You can go for a long time in a game without doing very much, just watching the play from a distance, only to be thrust into action at a moment’s notice. Every instinct needs to kick in, every reflex needs to be razor sharp and every sinew needs to be strained. Every ounce of your expertise matters.
And it’s easy to be the villain. Your outfield teammates can get away scot-free with fouls, slices, mis-placed passes, mis-control, glaring misses and more. However, just one small mistake from you and your team concedes a goal.
But you can be the hero, too. And it’s a special kind of heroism. Different from the rest.
If you learn your craft and practise hard, you can be a defensive colossus, pulling off stunning saves, swatting away penalties, earning your team precious points and winning games. Just ask England World Cup hero Jordan Pickford or Spain’s goalkeeping superman David de Gea.

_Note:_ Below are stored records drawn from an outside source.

PR #628, opened 2015-09-10
correct tests for Miscellaneous subclassable

claudepache:
add a check that the prototype chain of instances is correct. Webkit is failing that check

### DIFF
--- a/data-es6.js
+++ b/data-es6.js
@@ -10471,12 +10471,13 @@ exports.tests = [
         class C extends Boolean {}
         var c = new C(true);
         return c instanceof Boolean
+          && c instanceof C
           && c == true;
       */},
       res: {
         typescript:  typescript.fallthrough,
-        safari9:     true,
-        webkit:      true,
+        safari9:     false,
+        webkit:      false,
         chrome43:    strict,
         node4:       strict,
       },
@@ -10486,12 +10487,13 @@ exports.tests = [
         class C extends Number {}
         var c = new C(6);
         return c instanceof Number
+          && c instanceof C
           && +c === 6;
       */},
       res: {
         typescript:  typescript.fallthrough,
-        safari9:     true,
-        webkit:      true,
+        safari9:     false,
+        webkit:      false,
         chrome43:    strict,
         node4:       strict,
       },
@@ -10501,14 +10503,15 @@ exports.tests = [
         class C extends String {}
         var c = new C("golly");
         return c instanceof String
+          && c instanceof C
           && c + '' === "golly"
           && c[0] === "g"
           && c.length === 5;
       */},
       res: {
         typescript:  typescript.fallthrough,
-        safari9:     true,
-        webkit:      true,
+        safari9:     false,
+        webkit:      false,
         chrome43:    strict,
         node4:       strict,
       },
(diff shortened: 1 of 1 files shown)


claudepache:
Let's take, for example, the test "Boolean is subclassable". The old test was:

``` js
class C extends Boolean {}
var c = new C(true);
return c instanceof Boolean && c == true;
```

The basic check `c instanceof C` was missing. That maked the test void for implementations (such as webkit) that support class syntax, but for which the Boolean constructor just acts as a factory returning an object of predefined prototype, ignoring `new.target`, as it was the case in ES5.

For Array, RegExp, Function, Promise, this is tested by the subtest "correct prototype chain", (although I think it should be part of the "basic functionality" subtest).

data-es6.js
```diff
@@ -10540,12 +10543,12 @@ exports.tests = [
         set.add(123);
         set.add(123);
 
-        return set.has(123);
+        return set instanceof S && set.has(123);
```
ljharb, line 10546: this should probably check `set instanceof S && s instanceof Set`.

However, to truly be sure it's working properly, `instanceof` is irrelevant - you need to check for internal slots. `return Set.prototype.size.call(set) === 1;` will throw unless it's properly subclassed, ie, the internal slots are set up properly.

I think a similar approach should be taken on all of the builtin subclassing tests.

claudepache, line 10546: > this should probably check set instanceof S && s instanceof Set

`set instanceof Set` follows from `set instanceof S` if the implementation implements `extends` correctly (which should be tested elsewhere in the compat table). Moreover the current test uses `set.add()` and `set.has()` in a manner that assumes that `set` inherits from `Set.prototype`.

> However, to truly be sure it's working properly, instanceof is irrelevant 

On the contrary, `instanceof` is fundamental: It means that when you write `set.someRandomMethod()`, a method named  `"someRandomMethod"` is searched in the right place.

> you need to check for internal slots. return Set.prototype.size.call(set) === 1; will throw unless it's properly subclassed, ie, the internal slots are set up properly.

The current test checks that `set` has `.add()` and `.has()` methods that work as expected. If you are not paranoid, you may assume that these methods are those inherited from `Set.prototype`, thus that `set` supports the methods that were intended to `Set` objects (which, I assume, is what you mean by "the internal slots are set up properly").

ljharb, line 10546: What I mean is that prior to ES6, you could not properly subclass builtins - meaning, internal slots (things users can't control) wouldn't be set up. For example, `String.prototype.valueOf.call(foo)` would always throw, even if `foo` was an instance of `class Foo extends String { }` or the equivalent.

The _sole_ new behavior that ES6 allows is that using `extends`, and calling `super` in the constructor, sets up the internal slots, so these things don't throw.

`instanceof` merely tells you which `[[Prototype]]` will be referenced - that something has `Set.prototype` in its prototype chain **does not** mean it's a `Set`. The only way you can know it's truly a `Set` is if you use one of the builtin methods that throws when internal slots are missing.

I've had lots of debates about "branding" with the committee, and this is the method they all agreed must be used for branding - and as such, it's the only way to accurately test for builtin-subclassability.

claudepache, line 10546: > The only way you can know it's truly a Set is if you use one of the builtin methods that throws when internal slots are missing.

We do agree. Concerning the test, I’ve just claimed that this particular point is already tested through the invocations of `.add()` and `.has()`, unless the implementation is grossly cheating.

ljharb, line 10546: Ah, I see what you mean - because you're not overwriting `add` or `has`, it's falling back to the `Set.prototype` methods. I still feel it'd be more robust doing an explicit `Set.prototype.has.call` etc, but I withdraw any previously implied objection :-) Thanks for bearing with me and explaining!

It’s a unique position that requires a unique set of skills. To be a consistently good goalkeeper, you need aptitude, dedication and resilience.

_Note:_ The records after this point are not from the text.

PR #632, opened 2015-09-12
Re-enable user scaling

williamboman:
[Live Preview](https://williamboman.github.io/compat-table/)


williamboman:
I can't think of a simple way to retain responsive design and not having scroll lag (don't have time to do render profiling). Is it even worth keeping responsive design, or should it be reverted?

PR #640, opened 2015-09-27
Add a "test-" prefix so that things like "Symbol" don't shadow the global Symbol

### LINKED ISSUE #477: IDs that match global names conflict - add a prefix?
`<td id="SIMD">` will shadow the global `SIMD` object. Either the test needs refinement, or the ID needs to not be "SIMD"

ljharb:
I'm not sure how any of these Symbol tests are marked as "passed" for anyone, since clearly nobody verified them in the browser :-)

Fixes #477.

### DIFF
--- a/build.js
+++ b/build.js
@@ -434,7 +434,7 @@ function dataToHtml(skeleton, rawBrowsers, tests, compiler) {
         t.significance === "medium" ? 0.5 : 1)
       .addClass(isOptional(t.category) ? 'optional-feature' : '')
       .append($('<td></td>')
-        .attr('id',id)
+        .attr('id', 'test-' + id)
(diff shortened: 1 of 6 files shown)


ljharb:
I'll merge this in an hour or so unless there's objections.

kangax:
Dear god, how did this get through in the first place... Good catch, thanks!

Related: http://kangax.github.io/domlint/ that I made like... forever ago :)

webbedspace:
Small problem: hyperlinks to specific rows (such as [this](https://kangax.github.io/compat-table/es6/#Symbol)) no longer scroll to them, because the old IDs were being used as URL fragment references. At the least, all the generated `<a>` anchor links need updating too.

ljharb:
aha, thanks - I'll fix that now

ljharb:
k, that should be consistent, and apply the same "test-" prefix to subtest IDs.

PR #647, opened 2015-10-01
Fix laggy scrolling

### LINKED ISSUE #645: Compatibility table is unusable in Safari
The compatibility table is unusably slow in Safari (both 8 and 9). Redraw is so slow, that the page is effectively unusable and cannot be scrolled and having the window in the foreground pegs a CPU.

williamboman:
Prioritize usability over responsive navbar design.

Closes #645.

### DIFF
--- a/master.css
+++ b/master.css
@@ -293,8 +293,7 @@ td[title] {
 
 /* page header */
 #body {
-    padding-left: 1em;
-    overflow-x: auto;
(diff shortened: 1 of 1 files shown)


zloirock:
LGTM. Enough fast even with obsolete browsers.

zloirock:
I don't see any objections, so I merge it.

This is how you can become a better goalkeeper in football
So, how do you become a better goalkeeper? How do you guard your goal like de Gea and palm away penalties like Pickford?
Here are six tips on how to be a better goalkeeper:
1. Reflexes. Good reflexes are crucial. A lot of football clubs use tennis balls to hone the reflexes of their goalkeepers, often getting them to catch the smaller ball before making a save with the larger one. Some spread out plastic bottles in front of the keeper and fire shots off them to simulate the unpredictability of match conditions. The goal is to improve reaction times.

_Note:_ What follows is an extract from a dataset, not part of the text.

PR #653, opened 2015-10-10
Check that Error.prototype is not an Error object

claudepache:
Test: "built-in prototypes are not instances".
Add checks for Error and TypeError.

2. Focus. Concentration is vital. Don’t switch on only when the ball comes close.
Always be alert to what’s going on. Even if you have little to do for long periods, this awareness is vital. Know where your defenders are and where the opposition’s strikers are. It’s also important to always be aware of where you’re standing in relation to your goal.
3. Communication. You should have a big voice and not be afraid of using it. Talking to your defenders during the match and ensuring that they’re aware of the play and occupying the right areas and positions are critical parts of a goalkeeper’s game. Also, when you come to claim the ball, say at a corner, you’ll do better if your players know that you’re coming and leave you to get the ball.
4. Distribution. Speed and accuracy are critical. As is choosing the right option. On the one hand, your rapid distribution could lead to a counterattack and a goal, on the other, playing the ball out to a player under pressure could cost your team a goal. And you need to be able to distribute the ball using your hands (underarm and overarm) and feet. Being good with your feet is an increasingly important skill for the modern goalkeeper.
5. Catching the ball. Catching a football is simple, right? It is when you do it right. Make sure that your hands are always behind the ball when you catch it, with your shoulders and elbows in a natural position. And catch the ball in front of you, not to the sides. Use these techniques and you’ll be less likely to drop the ball at the feet of an onrushing striker or into the goal.
6. Picking up the ball. This is another action that professionals make look easy but actually involves significant skill. Make sure that your feet are positioned correctly – not too wide apart and not too close together. Put yourself behind the ball and bring your knee down behind it, leaving a gap behind the ball for your hands. Then, with your body over the ball, claim it and land.
Practise these skills, over and over, and you’ll become a better goalkeeper. You’ll be ready to make that save that changes the momentum of a match and that turns an entire game on its head.